江渺也樂得如此,突然發現了隱瞞戀情的好處。
原來地下戀情真的比正大光明的談戀愛刺激多了,跟諜戰片似的。
看著新生們一個個上臺自我介紹,有的開朗大方,有的唯唯諾諾,江渺不僅有點小感嘆。
不知不覺都大二了,大學過去了四分之一,他卻感覺好像還沒過去多久似的。
可認真一想,把玩著手心里溫潤細膩的小手,江渺又發現,確實是過去了好久。
全班六十多個新生,光是自我介紹就花去了將近一個小時的時間。
晚上快八點的時候,蘇懷粥再次上臺,重申了一下開學的各項注意事項,讓想要競選班委的同學私信,隨后便解散了班會。

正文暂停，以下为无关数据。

PR #74914, opened 2023-03-24
WoA Logging i1: Add starter toolbar with date range picker

vykes-mac:
Closes https://github.com/Automattic/dotcom-forge/issues/1994

## Proposed Changes
This PR is a starter to push the project forward, we will refactor as more things are added to make it better. As it stands this PR:

* Adds date range picker to the toolbar.
* Fetches new logs based on the selected date range.

## Testing Instructions

- Verify default date range is `now - 7days`
- Choose a date range and verify new logs are fetched for that range (_given your site has logs for that date_)

**Note** The logs are paginated so will not see all the logs for the selected dates.

image

## Pre-merge Checklist


zaguiini:
It does work, functionally. I don't like how it looks, though. That single field looks a out of place there:

image

Something like that would be much better:

image

The filtered date would be applied to both types of logs, so that the user can quickly skim through the logs without having to sync the date between the two tabs 👍

vykes-mac:
@zaguiini we can probably sync dates by adding it to the url, that way we keep it also if user refreshes the page. As for the UI we can have that discussion further with @p-jackson.

zaguiini:
>we can probably sync dates by adding it to the url, that way we keep it also if user refreshes the page.

It'd definitely be a good thing to add the dates to the URL as query parameters, but I do think we should move the date selection above the tabs so the user can be sure it's synced across tabs.

>As for the UI we can have that discussion further with @p-jackson.

Of course. I think the version I proposed is much better for a few reasons:

- it's immediately visible that the user can filter by a date range;
- space is better filled (there is no weird blank space);
- we're displaying the full information without needing an additional click;
- it looks better too 🤷‍♂️

p-jackson:
> we can probably sync dates by adding it to the url

Keeping the date in sync between the two tabs sound good. I'm not sure whether putting it in the URL is the best thing, but I'm kinda of ambivalent about it. So I'm ok with it.

@zaguiini A big part of using the single drop down component for selecting a time range is because that's what we already use for the log download UI. When we include the download UI in this view would it be strange to use one control in one place and another control in another place?

> space is better filled (there is no weird blank space);

There are more controls coming in future PRs, so won't be blank for long. Also there's the possibility of including other filter controls too. I think it'd be weird to have the time range filtering above the tabs and then the other filters (which can't all be shared between PHP and Web logs) below the tabs.

> it's immediately visible that the user can filter by a date range;

I'm not sure what you mean by this. I think in both variations it's obvious you can filter by date range.

> we're displaying the full information without needing an additional click;

Same thing here, the separate and combined date controls both show a date range 🤔 

> it looks better too 🤷‍♂️

I disagree I guess 😅 But on top of that I think that the IA I was going for was definitely tabs first, and then once you've selected a tab then you do your filtering.

I wonder if the issue is actually the styling of the tabs? What if the tabs looked more like this?

CleanShot 2023-03-27 at 15 37 58@2x

This is what other sections with the modern tab design look like, where the tabs are clearly in the section header. I think it'd be peculiar for the time range filtering to be in the section header. At least with the IA I proposed in the PT.

client/my-sites/site-logs/components/toolbar/index.tsx
```diff
@@ -0,0 +1,33 @@
+import DateRange from 'calypso/components/date-range';
+import { useLocalizedMoment } from 'calypso/components/localized-moment';
+import './style.scss';
+
+type toolbarProps = {
+	startDateRange: number;
```
p-jackson: I don't think the props needs `Range` in the name. Just `startDate` and `endDate`. Or even `start` or `startDateTime`, since the unix timestamp includes time-of-day too.

client/my-sites/site-logs/main.tsx
```diff
@@ -9,20 +9,21 @@ import { SiteLogsTab, useSiteLogsQuery } from 'calypso/data/hosting/use-site-log
...
-	const [ endTime ] = useState( moment().unix() );
+	const [ startTime, setStartTime ] = useState( moment().subtract( 7, 'd' ).unix() );
+	const [ endTime, setEndTime ] = useState( moment().unix() );
 
 	const [ logType, setLogType ] = useState< SiteLogsTab >( () => {
 		const queryParam = new URL( window.location.href ).searchParams.get( 'log-type' );
 		return (
 			queryParam && [ 'php', 'web' ].includes( queryParam ) ? queryParam : 'php'
-		) as SiteLogsTab;
+		 ) as SiteLogsTab;
```
p-jackson: This rogue space has come back to break the build somehow 😅 Do you have VS Code set up with eslint formatting? p4TIVU-9Lo-p2

p-jackson (commented):
I think an issue here is that users should be able to specify not just the date, but also the time they want logs within. Otherwise for a high traffic site, if the log entry they're looking for is at 11pm then it could be on page 100.

Edit: I don't know how I missed this but I thought the download UI supported filtering by time, but I see now it only supports filtering by day. I don't think that's going to be good enough for our use case. I missed this sorry. I've added this requirement to the task's acceptance criteria.

client/my-sites/site-logs/main.tsx
vykes-mac: Haha I saw it in the linter but somehow it missed me

zaguiini:
Cool 👍 I didn't know we were adding more stuff to the toolbar.

I think it'd be essential to have a label like "Date range" above the input (and linked to it so clicking opens the range picker).

One thing that's bugging me is that the picker input jumps on click. It also loses the background color:

https://user-images.githubusercontent.com/26530524/228041165-cea6a6d7-47ed-41ad-adeb-134a04181f68.mov

client/my-sites/site-logs/main.tsx
```diff
@@ -18,8 +18,8 @@ export function SiteLogs() {
 	const moment = useLocalizedMoment();
 
 	const getDateRange = () => {
-		const startTime = moment().subtract( 7, 'd' ).unix();
-		const endTime = moment().unix();
+		const startTime = moment().subtract( 7, 'd' ).startOf( 'day' ).utc().unix();
```
p-jackson: I don't think it'll cause any issues, but is there a reason we want the start of the time range to be set to the start of the day rather than a time range that's precisely 7 days long? This is the source of the unit test failure. But if there's a reason it's better to have the time range start at midnight then we can update the unit test to match the new behaviour.

vykes-mac: This is to be refactored to be 7 days with the current time. I'll make the changes

client/components/date-range/index.js
```diff
@@ -93,10 +94,12 @@ export class DateRange extends Component {
 		// Build initial state
 		this.state = {
 			popoverVisible: false,
-			staleStartDate: null,
-			staleEndDate: null,
+			staleStartDate: startDate,
+			staleEndDate: endDate,
```
p-jackson, line 98: Why did we need to change these initial "stale" state values? I'm not 100% sure what they're for, but it seems like they were intentionally left `null` and only set the first time the dates are changed https://github.com/Automattic/wp-calypso/blob/cd52b1acc86ad780227ec8f3400b25beeca672b1/client/components/date-range/index.js#L340

client/components/date-range/index.js
```diff
@@ -176,7 +180,7 @@ export class DateRange extends Component {
 	isValidDate( date ) {
 		const { firstSelectableDate, lastSelectableDate } = this.props;
 
-		const epoch = this.props.moment( '01/01/1970', this.getLocaleDateFormat() );
+		const epoch = this.props.moment( '01/01/1970' );
```
p-jackson: In the interests of changing as little code as possible, we could hardcode this to

```suggestion
		const epoch = this.props.moment( '01/01/1970', this.props.moment.localeData().longDateFormat( 'L' ) );
```

p-jackson (approved):
Lets get this merged.

The `<DateRange>` component is only used in a couple other places: log downloading in `/hosting-config`, and the Jetpack activity log. So I was able to test those two areas and feel fairly confident that things are working fine.

This does introduce some bugs with the refresh button, but I think we can address that as a bug fix once it's merged.

One of the other changes on `trunk` has been that the date range state has changed from unix time stamps to `Moment` objects. Which might also be causing issues.

client/components/date-range/index.js
vykes-mac: I set staleDates initially because when you open the dates and the click cancel without changing anything it empty the dates field and display the date format instead. 

This is because even when cancel is clicked it set state with staleDate which would be null if anything wasn't set.

```js
revertDates = () => {
		this.setState(
			( previousState ) => {
				const startDate = previousState.staleStartDate;
				const endDate = previousState.staleEndDate;
				const newState = {
					staleDatesSaved: false,
					startDate: startDate,
					endDate: endDate,
					textInputStartDate: this.toDateString( startDate ),
					textInputEndDate: this.toDateString( endDate ),
				};

				return newState;
			},
			() => {
				this.props.onDateCommit( this.state.startDate, this.state.endDate );
			}
		);
	};
```

image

江渺還等著和學姐去小樹林里幽會呢,但一些想要競選班委的同學還是留了下來,圍到他倆身邊,請教班委競選的具體事宜。
等從會計學院樓里出來,時間已經是晚上八點半了。
這會兒新生都已經往寢室方向走去,江渺便很自然的牽起學姐的小手,朝小樹林的方向走去。
盡管下午的時候被江渺調侃了一頓,佯裝生氣不答應了,這會兒蘇懷粥卻一句話也沒多說,乖乖的跟著江渺,繞過了學院樓門前的人工湖,朝湖對面的小樹林走去。
回想了一下,他倆之前貌似還真沒到這邊來逛過,至少晚上沒來過。
上學期因為社死的事兒,兩個人在學校里躲都來不及,壓根不會久留。
至于去年那會兒,剛在一起時,蘇懷粥還在因為粥老板的馬甲暴露而鬧變扭呢,一直到辯論賽決賽結束后才有所好轉。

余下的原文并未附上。